Un passage au début du livre m’a particulièrement frappé. La scène décrit l’arrivée à Auschwitz.
"Une dizaine de SS, plantés sur leurs jambes écartées, se tenaient à distance, l'air indifférent. A un moment donné ils s'approchèrent, et sans élever la voix, le visage impassible, ils se mirent à interroger certains d'entre nous en les prenant à part, rapidement : " Quel âge? En bonne santé ou malade ? " et selon la réponse, ils nous indiquaient deux directions différentes. "

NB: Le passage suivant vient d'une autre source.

PR #138, opened 2020-06-03
Feature/convolution input generator kernel stride

Tobi-Alonso:
In order to add support for sliding window generator with kernel_size % stride != 0, `ConvolutionInputGenerator` make `ConvolutionInputGenerator_kernel_stride` HLS function call in those cases only (kernel_size % stride != 0) as this function is not as optimal as `ConvolutionInputGenerator`.

Remove verification for k % stride == 0 in several places.

**Problem:**
cppsim (finn) passes and `ConvolutionInputGenerator_kernel_stride` passes Vivado HLS cosim (hlslib test with same parameters) and has been implemented in hardware proving correct behavior. However, rtlsim in finn does not pass. 

Ideas of how to solve this:
- modify working HLS function: probably, It will be tricky to fix this and at the same time get the same performance and flexibility the current transform achieves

Tout baignait dans un silence d'aquarium, de scène vue en rêve. Là où nous nous attendions à quelque chose de terrible, d'apocalyptique, nous trouvions, apparemment, de simples agents de police. C'était à la fois déconcertant et désarmant. Quelqu'un osa s'inquiéter des bagages. Ils lui dirent " bagages, après "; un autre ne voulait pas quitter sa femme ils lui dirent " après, de nouveau ensemble " ; beaucoup de mères refusaient de se séparer de leurs enfants : ils leur dirent " bon, bon, rester avec enfants ".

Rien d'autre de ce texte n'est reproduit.